The Supreme Court today overruled “expressly” the four-decades-old controversial Emergency era verdict by which citizens were denied the right to approach a court to challenge detentions during the proclamation, as it held the right to privacy was a fundamental right. In a rare instance, Justice D Y Chandrachud, part of the nine-judge Constitution bench, overruled a verdict of 1976 pronounced by a five-judge constitution bench which included his father Justice Y V Chandrachud. Justice Y V Chandrachud went on to become as the 16th Chief Justice of India. He occupied the post for the longest period from 1978 to 1985. In 1976, the five-judge bench by a majority 4:1 verdict had decided the issue whether an order issued by the President under Article 359(1) of the Constitution suspends the right of a person to move a court for enforcement of the right to personal liberty under Article 21 upon being detained under a law providing for preventive detention.
Emergency was imposed in the country for a 21-month period from 1975 to 1977. Justice H R Khanna was the lone dissenting judge who had held that “the suspension of the right to move any court for the enforcement of the right under Article 21, upon a proclamation of Emergency, would not affect the enforcement of the basic right to life and liberty”. “The judgments rendered by all the four judges constituting the majority in ADM Jabalpur case are seriously flawed. Life and personal liberty are inalienable to human existence,” Justice Chandrachud, who penned down the judgement for Chief Justice J S Khehar, Justices R K Agrawal and S Abdul Nazeer said. “The view taken by Justice Khanna must be accepted, and accepted in reverence for the strength of its thoughts and the courage of its convictions,” he said.
The top court said that these rights are, as recognised in Kesavananda Bharati case, primordial rights and constitute rights under natural law. “The human element in the life of the individual is integrally founded on the sanctity of life. Dignity is associated with liberty and freedom. No civilized state can contemplate an encroachment upon life and personal liberty without the authority of law. Neither life nor liberty are bounties conferred by the state nor does the Constitution create these rights,” he said. Justice Chandrachud added that in the evolution of the doctrine in India, which places the dignity of the individual and freedoms and liberties at the forefront, there have been some verdicts which strike a discordant note.

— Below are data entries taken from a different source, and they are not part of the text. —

PR #10, opened 2019-09-04
Replace gorilla API with gin, introduce API versioning

sbryzak:
This PR replaces gorilla with gin, and introduces simple versioning for API endpoints.

A couple of notes about this PR:

- Versioning has been added, so now we have a "v1" set of endpoint handlers, e.g. `/api/v1/health`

While citing the ADM Jabalpur case, he said “Right to life has existed even before the advent of the Constitution. In recognising the right, the Constitution does not become the sole repository of the right”. The apex court said that it would be preposterous to suggest that a democratic Constitution without a Bill of Rights would leave individuals governed by the state without either the existence of the right to live or the means of enforcement of the right. “The right to life being inalienable to each individual, it existed prior to the Constitution and continued in force under Article 372 of the Constitution.
“Justice Khanna was clearly right in holding that the recognition of the right to life and personal liberty under the Constitution does not denude the existence of that right, apart from it nor can there be a fatuous assumption that in adopting the Constitution the people of India surrendered the most precious aspect of the human persona, namely, life, liberty and freedom to the state on whose mercy these rights would depend,” he said in his 266-page verdict. Justice Chandrachud said the power of the court to issue a writ of Habeas Corpus (a writ requiring a person under arrest to be brought before a judge or into court) is a precious and undeniable feature of the rule of law.
Elaborating on the rights, the apex court said that “a constitutional democracy can survive when citizens have an undiluted assurance that the rule of law will protect their rights and liberties against any invasion by the state and that judicial remedies would be available to ask searching questions and expect answers when a citizen has been deprived of these most precious rights”. Justice Chandrachud said, “ADM Jabalpur decision must be and is accordingly overruled. We also overrule the decision in Union of India v/s Bhanudas Krishna Gawde, which followed ADM Jabalpur”.
It said that though several verdicts pronouned by apex court after the 1976 verdict “impliedly” overruled the decision of ADM Jabalpur, “We now expressly do so”. Justice R F Nariman, who was also on the nine-judge bench and concurred with the findings of other judges that Right to Privacy is a fundamental right, termed Justice Khanna’s dissent as “remarkable”. In the footnote of his 122-page verdict, Justice Nariman said that Justice H R Khanna was in line to be next Chief Justice of India but was superseded because of the dissenting views he expressed in the judgment.